PR #1062, opened 2026-06-08
(docs) Add moditect-maven-plugin as it is a less complex way for Java 8 with java module descriptors

bmarwell:
Adds the less complex moditect plugin to the module-info docs which is probably more helpful than compiling sources twice.

---

- [X] Your pull request should address just one issue, without pulling in other changes.
- [ ] Run `mvn verify` to make sure basic checks pass.

### DIFF
--- a/src/site/markdown/examples/module-info.md
+++ b/src/site/markdown/examples/module-info.md
@@ -25,6 +25,8 @@ there is nothing special to do.
 
 # Java 8 projects with module-info
 
+## Using the maven-compiler-plugin
+
 Projects that want to be compatible with older versions of Java (i.e, 8 or below bytecode and API),
 but also want to provide a `module-info.java` for use on Java 9+ runtime,
 must be aware that they need to call `javac` twice:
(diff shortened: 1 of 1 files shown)


desruisseaux:
Actually the section saying that we need to run `javac` twice could be updated. It should not be needed any more since the addition of the multi-release support, although we would need to test for making sure. But in principle, a configuration like below should work with Java 8, with the `module-info.java` file in the `src/main/java_9` directory:

```xml
    <sources>
      <source>
        <directory>src/main/java</directory>
        <targetVersion>8</targetVersion>
      </source>
      <source>
        <directory>src/main/java_9</directory>
        <targetVersion>9</targetVersion>
      </source>
    </sources>
```

We could amend the pull request so that instead of being "two compilations versus one compilation", make it "explicit module-info versus module-info derived from the pom.xml". We may need to test the above snippet first for making sure that it works in this context too.

slachiewicz (approved):

desruisseaux (approved):
I tried the approach described in [above comment](https://github.com/apache/maven-compiler-plugin/pull/1062#issuecomment-4649195427) and it did not worked. It is a bit tricky to compile only a `module-info.java` file when everything else has been compiled as a class-path project. I just noticed that indeed, the existing text about using `maven-compiler-plugin` compiles the whole project twice. Therefore, I have no change to propose.

PR #1076, opened 2026-07-12
Fix incremental detection of empty sources, 4.x

### LINKED ISSUE #1000: Empty Java source files are always detected as changed by compiler:compile, which triggers full recompilation of all dependent modules.
### New feature, improvement proposal

Using maven-compiler-plugin:3.11.0 with the compile goal, empty Java source files are always detected as stale. This triggers unnecessary recompilation because the plugin treats these files as changed even when they are not.

In my case, the issue was caused by an accidental empty .java file. Removing the file resolved the problem, but the plugin should ideally ignore empty sources instead of marking them as stale.

wilx:
Class-based incremental compilation assumes every Java source produces an inferred output file. A zero-byte compilation unit produces no class file, so it was detected as modified on every invocation.

This change records whether a source is empty using the file attributes already collected during source scanning. A modified zero-byte source is treated as ignorable only when its inferred output does not exist. If an output does exist, the source remains stale so truncating an existing source is still detected as a change.

A regression test compiles an empty source twice with class-based incremental detection and verifies that the second invocation reports all classes as up to date.

Fixes #1000.

### DIFF
--- a/src/main/java/org/apache/maven/plugin/compiler/IncrementalBuild.java
+++ b/src/main/java/org/apache/maven/plugin/compiler/IncrementalBuild.java
@@ -773,15 +773,12 @@ final class IncrementalBuild {
 
     /**
      * {@return whether the given list of modified files should not cause a recompilation}
-     * This method returns {@code true} if the given list is empty or contains only files
-     * with the {@link SourceFile#ignoreModification} set to {@code true}, or empty source
-     * files for which no output file exists.
+     * This method returns {@code true} if the given list is empty or if
+     * {@link SourceFile#isEmptyOrIgnorable()} returns {@code true} for every file.
      *
      * @param sourceFiles return value of {@link #getModifiedSources()}.
      */
     static boolean isEmptyOrIgnorable(List<SourceFile> sourceFiles) {
-        return sourceFiles.stream()
-                .allMatch(
-                        (s) -> s.ignoreModification || (s.isEmpty && Files.notExists(s.getOutputFile(), LINK_OPTIONS)));
+        return sourceFiles.stream().allMatch(SourceFile::isEmptyOrIgnorable);
     }
 }
--- a/src/main/java/org/apache/maven/plugin/compiler/IncrementalBuild.java
+++ b/src/main/java/org/apache/maven/plugin/compiler/IncrementalBuild.java
@@ -774,11 +774,14 @@ final class IncrementalBuild {
     /**
      * {@return whether the given list of modified files should not cause a recompilation}
      * This method returns {@code true} if the given list is empty or contains only files
-     * with the {@link SourceFile#ignoreModification} set to {@code true}.
+     * with the {@link SourceFile#ignoreModification} set to {@code true}, or empty source
+     * files for which no output file exists.
      *
      * @param sourceFiles return value of {@link #getModifiedSources()}.
      */
     static boolean isEmptyOrIgnorable(List<SourceFile> sourceFiles) {
-        return sourceFiles.stream().allMatch((s) -> s.ignoreModification);
+        return sourceFiles.stream()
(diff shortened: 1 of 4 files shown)


wampiedriessen:
For this PullRequest, please also consider the case where a Java source file consists of only comments.
Making it effectively empty as well

wilx:
This would require parsing the Java file. There are parsers that can be used, I think. However, it seems like overkill for already marginal situation.

src/main/java/org/apache/maven/plugin/compiler/IncrementalBuild.java
```diff
@@ -774,11 +774,14 @@ List<SourceFile> getModifiedSources() {
     /**
      * {@return whether the given list of modified files should not cause a recompilation}
      * This method returns {@code true} if the given list is empty or contains only files
-     * with the {@link SourceFile#ignoreModification} set to {@code true}.
+     * with the {@link SourceFile#ignoreModification} set to {@code true}, or empty source
```
desruisseaux: It is a small detail, but I suggest to move "or empty source" on the next line. We try, when reasonable, to change lines at some natural sentence boundary (after a coma, or after sentence end, _etc_). In case of future changes, one sentence per line makes clearer in the `diff` which sentence changed (otherwise a change in one sentence appears as if 2 or 3 sentences were modified).

src/main/java/org/apache/maven/plugin/compiler/IncrementalBuild.java
```diff
@@ -774,11 +774,14 @@ List<SourceFile> getModifiedSources() {
...
+     * files for which no output file exists.
      *
      * @param sourceFiles return value of {@link #getModifiedSources()}.
      */
     static boolean isEmptyOrIgnorable(List<SourceFile> sourceFiles) {
-        return sourceFiles.stream().allMatch((s) -> s.ignoreModification);
+        return sourceFiles.stream()
+                .allMatch(
+                        (s) -> s.ignoreModification || (s.isEmpty && Files.notExists(s.getOutputFile(), LINK_OPTIONS)));
```
desruisseaux: Since `s` is referenced 3 times, it may be clearer to add an `isEmptyOrIgnorable()` method in `SourceFile` instead. I suggest to insert that method between the constructor and `isStandardOutputFile()`.

src/test/resources/unit/compiler-empty-source-change-detection-test/plugin-config.xml
```diff
@@ -0,0 +1,37 @@
...
+<project>
+  <build>
+    <directory>${project.basedir}/target</directory>
+    <outputDirectory>${project.basedir}/target/classes</outputDirectory>
+    <plugins>
+      <plugin>
+        <artifactId>maven-compiler-plugin</artifactId>
+        <configuration>
+          <compileSourceRoots>
+            <compileSourceRoot>${project.basedir}/src/main/java</compileSourceRoot>
```
desruisseaux, line 29: Since this is the default value, is this declaration necessary?

wilx: It is needed. The test harness does not seem to provide the default value.

src/main/java/org/apache/maven/plugin/compiler/IncrementalBuild.java
wilx: Moved.

src/main/java/org/apache/maven/plugin/compiler/IncrementalBuild.java
wilx: Fixed.

desruisseaux:
Thanks!

PR #1086, opened 2026-07-20
[#1085] Document conservative incremental default on JDK < 23

### LINKED ISSUE #1085: Default incremental compilation recompiles the whole source set on any change (JDK < 23, no annotation processor)
### Summary

With the default incremental configuration and **no annotation processor** on the classpath, changing a single source file recompiles the **entire** source set instead of only the modified file, on **JDK < 23**. This contradicts the documented default and defeats incremental compilation for the common edit→compile loop on the JDK 17 / 21 LTS releases.

### Documented behaviour

`AbstractCompilerMojo#incrementalCompilation` javadoc, "Default value":

> If there is no annotation processor, then the default is `options,dependencies,sources`. It means that a full rebuild will be done if the compiler options or the dependencies changed, or if a source file has been deleted. **Otherwise, only the modified source files will be recompiled.**

### Actual behaviour

On JDK < 23 with `proc` unset and no annotation processor present, any single-file change logs

```
[INFO] Recompiling all files because at least one source file changed.
```

and recompiles the whole source set.

### Root cause

`AbstractCompilerMojo#hasAnnotationProcessor()` returns `true` unconditionally when `proc` is unset and the running JDK is older than 23 (because `javac` defaulted to `-proc:full` before Java 23). `amendincrementalCompilation()` then adds `rebuild-on-add,rebuild-on-change` to the default, forcing a full rebuild — even though **no** annotation processor is actually on the classpath.

On JDK 23+ the same method checks for real processor paths (`PROCESSOR_CLASSES` / `PROCESSOR_MODULES`) and correctly returns `false`, so the default behaves per-file.

### Reproduction

Minimal project: 3 independent classes, no dependencies, compiler-plugin default config. Full `compile`, change one class, `compile` again — count recompiled `.class` files:

| JDK | property | result |
|-----|----------|--------|
| 21  | *(default)* | recompiles all 3 |
| 21  | `-Dmaven.compiler.proc=none` | recompiles 1 |
| 21  | `-Dmaven.compiler.incrementalCompilation=sources` | recompiles 1 |
| 25  | *(default)* | recompiles 1 |

Note: on the released **Maven 4.0.0-rc-5** runtime the incremental state is not persisted at all, so every `compile` is a full rebuild regardless of these settings. This reproduces on the `maven-4.0.x` / `master` SNAPSHOT lines (i.e. rc-6+), tested against `maven-compiler-plugin` `master` (`4.0.0-beta-5-SNAPSHOT`).

### Expected fix

When `proc` is unset, gate the `hasAnnotationProcessor()` result on the presence of actual processor paths on **all** JDKs, not only JDK 23+. If no processor will run, a pre-23 `-proc:full` default still produces no generated files, so per-file incremental is safe — matching the documented default.

### Regression test

I have an invoker IT (`incremental-default-no-processor`: three independent classes, default config, modify one between two `compile` invocations, assert only one file is recompiled). It is **red on JDK < 23** and **green on JDK 23+** before the fix, and green on all JDKs after. Happy to open a PR with the IT plus the fix.

ascheman:
Fixes #1085.

Per @desruisseaux's steer on the issue: the full rebuild on any change (when `proc` is unset on JDK < 23) is intentional. Before Java 23 `javac` defaults to `-proc:full` and discovers annotation processors on the compile classpath, and recompiling everything avoids losing processor-generated state (e.g. missed `META-INF/services` registrations). So this keeps the behaviour and documents it instead of changing it.

**Changes**

- `AbstractCompilerMojo`: clarify the `incrementalCompilation` default-value javadoc — why, on JDK < 23 with `proc` unset, the plugin conservatively assumes a processor may be present, and that setting `proc` to `none` (or an explicit `incrementalCompilation`) restores per-file recompilation.
- New IT `incremental-proc-none-per-file`: with `proc=none`, changing one of three independent classes recompiles only that file. This exercises the documented workaround and is green on all JDKs (verified on 21 and 25).

Doc + test only; no behavioural change.

### DIFF
--- a/src/main/java/org/apache/maven/plugin/compiler/AbstractCompilerMojo.java
+++ b/src/main/java/org/apache/maven/plugin/compiler/AbstractCompilerMojo.java
@@ -649,6 +649,16 @@ public abstract class AbstractCompilerMojo implements Mojo {
      * then the default value is same as above with the addition of {@code "rebuild-on-add,rebuild-on-change"}.
      * It means that a full rebuild will be done if any kind of change is detected.</p>
      *
+     * <p>Whether an annotation processor is considered present depends on the Java version when {@link #proc}
+     * is unset, because {@code javac} enables annotation processing by default before Java&nbsp;23
+     * ({@code -proc:full}) but disables it since Java&nbsp;23 ({@code -proc:none} unless a processor is
+     * configured). Consequently, on Java&nbsp;versions prior to&nbsp;23 the plugin conservatively assumes that
+     * a processor may be present — since {@code javac} would discover processors on the compile classpath —
+     * and therefore applies {@code "rebuild-on-add,rebuild-on-change"} by default, doing a full rebuild on any
+     * change even when no processor is actually present. Projects on Java&nbsp;&lt;&nbsp;23 that use no
+     * annotation processor can restore per-file recompilation by setting {@link #proc} to {@code "none"}
+     * (or by setting this {@code incrementalCompilation} property explicitly).</p>
+     *
      * @see #staleMillis
      * @see #fileExtensions
      * @see #showCompilationChanges
--- a/src/main/java/org/apache/maven/plugin/compiler/AbstractCompilerMojo.java
+++ b/src/main/java/org/apache/maven/plugin/compiler/AbstractCompilerMojo.java
@@ -649,15 +649,15 @@ public abstract class AbstractCompilerMojo implements Mojo {
      * then the default value is same as above with the addition of {@code "rebuild-on-add,rebuild-on-change"}.
      * It means that a full rebuild will be done if any kind of change is detected.</p>
      *
-     * <p>Whether an annotation processor is considered present depends on the Java version when {@link #proc}
-     * is unset, because {@code javac} enables annotation processing by default before Java&nbsp;23
-     * ({@code -proc:full}) but disables it since Java&nbsp;23 ({@code -proc:none} unless a processor is
-     * configured). Consequently, on Java&nbsp;versions prior to&nbsp;23 the plugin conservatively assumes that
-     * a processor may be present — since {@code javac} would discover processors on the compile classpath —
-     * and therefore applies {@code "rebuild-on-add,rebuild-on-change"} by default, doing a full rebuild on any
-     * change even when no processor is actually present. Projects on Java&nbsp;&lt;&nbsp;23 that use no
-     * annotation processor can restore per-file recompilation by setting {@link #proc} to {@code "none"}
-     * (or by setting this {@code incrementalCompilation} property explicitly).</p>
+     * <p>Whether an annotation processor is considered present depends on the Java version when {@link #proc} is unset,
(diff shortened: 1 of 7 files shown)


src/main/java/org/apache/maven/plugin/compiler/AbstractCompilerMojo.java
```diff
@@ -649,6 +649,16 @@ final Charset charset() {
      * then the default value is same as above with the addition of {@code "rebuild-on-add,rebuild-on-change"}.
      * It means that a full rebuild will be done if any kind of change is detected.</p>
      *
+     * <p>Whether an annotation processor is considered present depends on the Java version when {@link #proc}
```
desruisseaux: This is a minor detail, but when reasonable I like to keep each sentence, or part of a sentence delimited by coma, per line. In this case, it would move _"is unset,"_ on the previous line. The intent is to make clearer `diff` if we modify the text in the future. When new lines happen at random locations, a change in one sentence appears as if 2 or 3 sentences where potentially impacted. When new lines happen at natural boundaries, `diff` shows only the sentences (or sentence parts delimited by coma) that were really modified.

src/main/java/org/apache/maven/plugin/compiler/AbstractCompilerMojo.java
```diff
@@ -649,6 +649,16 @@ final Charset charset() {
...
+     * is unset, because {@code javac} enables annotation processing by default before Java&nbsp;23
+     * ({@code -proc:full}) but disables it since Java&nbsp;23 ({@code -proc:none} unless a processor is
+     * configured). Consequently, on Java&nbsp;versions prior to&nbsp;23 the plugin conservatively assumes that
```
desruisseaux: Do we really need no break space (`&nbsp;`) before "Java" and "versions" here?

desruisseaux (approved):

src/main/java/org/apache/maven/plugin/compiler/AbstractCompilerMojo.java
ascheman: Done in f84903d — reflowed the paragraph so each line breaks at a sentence or comma-delimited clause, and `is unset,` now sits with its clause on the previous line. Agreed on the cleaner diffs, thanks.

src/main/java/org/apache/maven/plugin/compiler/AbstractCompilerMojo.java
ascheman: No, we do not — removed them in f84903d, plain spaces now. They were over-cautious on my part.

desruisseaux: Thanks. Note (no need for a change): I was not suggesting to remove all of them, I see a value for no-break space between "Java" and "23". I was thinking mostly to the case between ordinary words, such as "Java versions".

No need to change again, it was just a note.

PR #1088, opened 2026-07-27
Remove deprecated setCompilerVersion() call

elharo:
`CompilerConfiguration.setCompilerVersion()` is deprecated and no longer evaluated by the underlying compilers. The `compilerVersion` field in `AbstractCompilerMojo` is already `@Deprecated` with this Javadoc:

> This parameter is no longer evaluated by the underlying compilers, instead the actual version of the `javac` binary is automatically retrieved.

This removes the no-op call to eliminate the deprecation warning while keeping the `@Deprecated` field for backward compatibility — users who still set `maven.compiler.compilerVersion` will get a deprecation warning but not a build error."


ascheman (changes requested):
Thanks for chasing down these deprecation no-ops. The code change itself is correct: `CompilerConfiguration.setCompilerVersion()` is a deprecated no-op (plexus-compiler no longer evaluates it — a forked `javac`'s version is auto-detected via `<executable>`), and this was the only place in `src/main` that read the `compilerVersion` parameter. So the removal is behavior-preserving, and keeping the `@Deprecated` field for backward compatibility is the right call.

One thing to address before this goes in — because this PR is what makes it wrong:

With this call gone, `compilerVersion` is now fully inert (nothing reads it), yet the docs still present it as a working feature. In `src/site/markdown/examples/compile-using-different-jdk.md.vm`:

> The `compilerVersion` parameter can be used to specify the version of the compiler that the plugin will use. However, you also need to set `fork` to `true` for this to work.
> ```xml
> <fork>true</fork>
> <executable></executable>
> <compilerVersion>1.3</compilerVersion>
> ```

After this PR that `<compilerVersion>1.3</compilerVersion>` line does nothing. The `<fork>` + `<executable>` mechanism still selects the JDK and is fine to keep — it's just the `<compilerVersion>` element (and the sentence describing it) that's now dead. Could you drop those from the example in this same PR, so we don't finish deprecating the parameter while the docs still advertise it? Happy to approve once that's in.

Issue #333, opened 2025-06-01
Compiler is too chatty, but on top says wrong things


cstamas:
### Affected version

3.14.0

### Bug description

On Maven master this is spit out by plugin before it goes for longest compilation time out of all modules:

→ Problem details: From the first line of the records through the line with "- [X] Your pull", retype everything word for word, including both ends.

→ Written response:
PR #1062, opened 2026-06-08
(docs) Add moditect-maven-plugin as it is a less complex way for Java 8 with java module descriptors

bmarwell:
Adds the less complex moditect plugin to the module-info docs which is probably more helpful than compiling sources twice.

---

- [X] Your pull request should address just one issue, without pulling in other changes.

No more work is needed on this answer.